The notice dated 6-8-1979, which is the document No. 16 shows that till that date according to the defendant the plaintiff owed to him Rs. 39,003.22. Till this date therefore, the defendant had not adjusted the amount of Rs. 30,000/- towards the dues recoverable from the plaintiff. The original claim of the plaintiff has obviously nothing to do with the claim on account of this deposit of Rs. 30,000/-. Apparently the agency of the plaintiff was not terminated till the date of the institution of the suit. Consequently there was no question of claiming back the refund of deposit of Rs. 30,000. The return of deposit and interest thereon are two distinct claims.
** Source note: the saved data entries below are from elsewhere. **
PR #1883, opened 2022-10-20
docs: Fix broken link to environment setup

Spiteless:
Update docs link to https://rouge-ruby.github.io/docs/file.DevEnvironment.html

### DIFF
--- a/docs/LexerDevelopment.md
+++ b/docs/LexerDevelopment.md
@@ -27,7 +27,7 @@ To develop a lexer, you need to have set up a development environment. If you
 haven't done that yet, we've got a [guide][dev-environment-docs] that can
 help.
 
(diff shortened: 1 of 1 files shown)


tancnle:
Thanks for your contribution @Spiteless ❤️ 

FYI, we are using [YARD](https://yardoc.org/) to generate the documentation on the Rouge docs [site](https://rouge-ruby.github.io/docs/). Ideally, it would be better the let the tool handle the parsing of the URLs in the markdown file, ie. using Yard Server. Unfortunately, our doc site is hosted in GitHub pages as a static site and hence these references must be absolute. I don't know if there is a better solution than your proposed changes so let's ship this 🚀

Spiteless:
I hear that. I looked elsewhere in this codebase and this was how it was done too.

PR #1888, opened 2022-11-14
Accept colon(s) in YAML key names

gdubicki:
as it's ok according to the YAML specs and is widely used in the real world, f.e. in Puppet's Hiera
(https://puppet.com/docs/puppet/7/hiera_quick.html#values_common_data)

### DIFF
--- a/lib/rouge/lexers/yaml.rb
+++ b/lib/rouge/lexers/yaml.rb
@@ -175,7 +175,7 @@ module Rouge
 
       state :block_nodes do
         # implicit key
-        rule %r/([^#,:?\[\]{}"'\n]+)(:)(?=\s|$)/ do |m|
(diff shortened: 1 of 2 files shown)


gdubicki:
Same PR for pygments: https://github.com/pygments/pygments/pull/2277.

gdubicki:
This is a follow-up to #1667.

The main motivation is to fix the syntax highlight in GitLab, where now Puppet's Hiera is treated badly. Example:

Screenshot 2022-11-14 at 11 40 28

Note how only the simple `classes` key is highlighted but `profiles::common::pod` is not.

tancnle:
Thank you for your contribution @gdubicki 🙇🏼 The PR looks good to me 🚀

PR #1896, opened 2022-12-01
Add support for the HTTP QUERY method

asbjornu:
The [HTTP `QUERY` method](https://www.ietf.org/archive/id/draft-ietf-httpbis-safe-method-w-body-02.html) is a new method being drafted in the IETF HTTP working group. This PR adds support for it.

I was a bit unsure where to add a test for the method as I couldn't find extensive tests for the already supported methods. Please point me in the right direction if you think `QUERY` should be tested differently.

### DIFF
--- a/lib/rouge/lexers/http.rb
+++ b/lib/rouge/lexers/http.rb
@@ -11,7 +11,7 @@ module Rouge
       option :content, "the language for the content (default: auto-detect)"
 
       def self.http_methods
-        @http_methods ||= %w(GET POST PUT DELETE HEAD OPTIONS TRACE PATCH)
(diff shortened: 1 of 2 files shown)


tancnle:
Thank you for your contribution @asbjornu 🙇🏼. The PR looks good to me 🚀

asbjornu:
@tancnle, great – thanks! Any idea when this will be made available in the Ruby gem?

tancnle:
> @tancnle, great – thanks! Any idea when this will be made available in the Ruby gem?

@asbjornu I will try to cut a release before the end of this week.

Issue #1866, opened 2022-09-01
Pascal detection rules are too keen


jamespwilliams:
**Name of the lexer**
Pascal

**Code sample**

```
class a {
    $test = 'var'
}
```

I can't provide a useful code sample link, because this is a filetype detection bug, not a highlighting bug.

**Additional context**

The problem is that the disambiguation rules for Pascal are too keen to decide in favour of Pascal when determining whether a file is Pascal or not. The code above is Puppet, which also uses the `.pp` filetype. Since https://github.com/rouge-ruby/rouge/pull/1845, Rouge decides that any file containing `var` is Pascal: https://github.com/tancnle/rouge/blob/master/lib/rouge/guessers/disambiguation.rb#L136. This causes a lot of conflicts, because `var` is a common FHS component, so pops up in Puppet code very frequently.

Looking for `\bvar\s` instead of `\bvar\b` would reduce a lot of false positives, while still being the same semantically - Pascal `var` keywords have to be followed by a space, from what I can tell. Another approach, which could be used in combination, would be to add a disambiguation rule that declares a file Puppet if it sees a `::` - a very common feature of Puppet code, but a rare feature of Pascal (I think - I'm not a Pascal writer).

tancnle:
Thanks for reporting the issue @jamespwilliams 👍🏼 I think it is a fair assessment regarding `var`. `PROGRAM` might not be applicable to [free pascal](https://www.freepascal.org/). I would propose to:

- Drop the `var` keyword or enforce the following space
- Add disambiguation rule for Puppet, rocket `=>` and class definition `foo::bar`

What do you think @jamespwilliams @Alexey-T?

jamespwilliams:
Sounds good 👍

PR #1898, opened 2022-12-04
Improve disambiguation rules on .pp extension

tancnle:
This tightens the disambiguation around `.pp` extension that is shared between Puppet and Pascal lexer.

- Add qualified names check for Puppet
- Ensure Pascal keywords are at the start of strings

Closes https://github.com/rouge-ruby/rouge/issues/1866


tancnle:
👋🏼 @jamespwilliams @Alexey-T keen to hear your thoughts on this change 🙏🏼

The plaintiff determined the agreement of agency vide notice dated 21-7-1981. The defendant vide his reply dated 31-7-81 informed the plaintiff that he owes Rs. 39,003.22 to the defendant and adjusting the deposit of Rs. 30,000/-, he has to recover from him Rs. 9360.65. Thus on 3-12-1980 there was no cause of action to recover the deposit or to file suit for recovery of the same. Thus the cause of action for recovery of the deposit is distinct from the claim made initially in the suit by the plaintiff. I, therefore, concur in the findings arrived at by the lower Court that the cause of action for recovery of deposit is distinct from the claim made in the suit. None of the tests laid down by the Privy Council in the decision cited supra, are applicable in this case and hence I hold that the provisions of O.2, Rule 2, C. P. C. are not applicable to the facts in this case. I also hold the view that Order 2, Rule 2, operates as a bar to subsequent suit and does not bar pleas in defence. The order dated 31-7-1982 passed by the learned trial Court rejecting the application of the defendant under Order 2, Rule 2, read with Order 8, Rule 9, C. P. C. on Ex.19 dt. 23-11-1981 is perfectly just and-does not suffer from any infirmity and hence it is hereby confirmed. 11. The result is that this revision application deserves to be dismissed and it is hereby dismissed. However, in the facts and circumstances of this case, there will be no order as to costs. Revision dismissed.